» **DIRECTIONS FOR THIS TASK**
Among the lines of the records below, copy those that hold the word "Some".

(Stored data)
-------------------------

PR #14010, opened 2023-12-14
chore: merge settings possible_values to range

BohuTANG:

## Summary

* merge `possible_values` into `range`
* add range limit:`[0, 1]` for bool settings like `enable_**`
* add `range` column to `system.settings` table

```
+------------------------------------------------+----------------+----------------+---------------------------------------------------+-----------+---------------------------------------------------------------------------------------------------------------------------------------------------------------------------------------+----------+
| Column 0                                       | Column 1       | Column 2       | Column 3                                          | Column 4  | Column 5                                                                                                                                                                              | Column 6 |
+------------------------------------------------+----------------+----------------+---------------------------------------------------+-----------+---------------------------------------------------------------------------------------------------------------------------------------------------------------------------------------+----------+
| 'acquire_lock_timeout'                         | '15'           | '15'           | 'None'                                            | 'SESSION' | 'Sets the maximum timeout in seconds for acquire a lock.'                                                                                                                             | 'UInt64' |
| 'aggregate_spilling_bytes_threshold_per_proc'  | '0'            | '0'            | 'None'                                            | 'SESSION' | 'Sets the maximum amount of memory in bytes that an aggregator can use before spilling data to storage during query execution.'                                                       | 'UInt64' |
| 'aggregate_spilling_memory_ratio'              | '0'            | '0'            | 'None'                                            | 'SESSION' | 'Sets the maximum memory ratio in bytes that an aggregator can use before spilling data to storage during query execution.'                                                           | 'UInt64' |
| 'collation'                                    | 'binary'       | 'binary'       | '["binary", "utf8"]'                              | 'SESSION' | 'Sets the character collation. Available values include "binary" and "utf8".'                                                                                                         | 'String' |
| 'create_query_flight_client_with_current_rt'   | '1'            | '1'            | 'None'                                            | 'SESSION' | 'create query flight client with current runtime'                                                                                                                                     | 'UInt64' |
| 'ddl_column_type_nullable'                     | '1'            | '1'            | 'None'                                            | 'SESSION' | 'If columns are default nullable when create or alter table'                                                                                                                          | 'UInt64' |
| 'disable_join_reorder'                         | '0'            | '0'            | 'None'                                            | 'SESSION' | 'Disable join reorder optimization.'                                                                                                                                                  | 'UInt64' |
| 'efficiently_memory_group_by'                  | '0'            | '0'            | 'None'                                            | 'SESSION' | 'Memory is used efficiently, but this may cause performance degradation.'                                                                                                             | 'UInt64' |
```
- Closes #issue

## Tests
- [x] Unit Test
- [ ] Logic Test
- [ ] Benchmark Test

- - -
This change is [Reviewable](https://reviewable.io/reviews/datafuselabs/databend/14010)


src/query/settings/src/settings_default.rs
```diff
@@ -711,56 +677,55 @@ impl DefaultSettings {
...
+                                // Convert the value to lowercase for case-insensitive comparison
+                                let val_lower = v.to_lowercase();
 
-                    for possible_value in possible_values {
-                        if possible_value.eq_ignore_ascii_case(&v) {
-                            checked_value = true;
-                            v = possible_value.to_string();
-                        }
-                    }
+                                range.is_within_string_range(&val_lower)?;
```
zhang2014, line 722:
```suggestion
                                let matched_value = range.is_within_string_range(&val_lower)?;
                                Ok(k, Some(UserSettingValue::String(matched_value))))
```

src/query/settings/src/settings_global.rs
```diff
@@ -96,14 +97,34 @@ impl Settings {
...
-                        if !default_setting_value
-                            .possible_values
-                            .as_ref()
-                            .map(|values| values.iter().any(|v| v.eq_ignore_ascii_case(&val)))
-                            .unwrap_or(true)
-                        {
-                            // the settings may be deprecated
-                            warn!("Ignore invalid global setting {} = {}", name, val);
+                        // Check if the setting value is valid based on the defined range
+                        let validation_result = match &default_setting_value.range {
```
zhang2014, line 101: maybe remove check range is better?

src/query/settings/src/settings_default.rs
BohuTANG: The suggestion is same as the patch code:
```
                                let val_lower = v.to_lowercase();

                                range.is_within_string_range(&val_lower)?;

                                // Return the key and value if valid
                                Ok((k, Some(UserSettingValue::String(v))))
```

when `is_within_string_range` passed, the `v` is the matched value.

BohuTANG:
The test is on fixing.

zhang2014 (approved):

sundy-li (approved):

-------------------------

» **THE COMPLETED TASK**
                                Ok(k, Some(UserSettingValue::String(matched_value))))
                                Ok((k, Some(UserSettingValue::String(v))))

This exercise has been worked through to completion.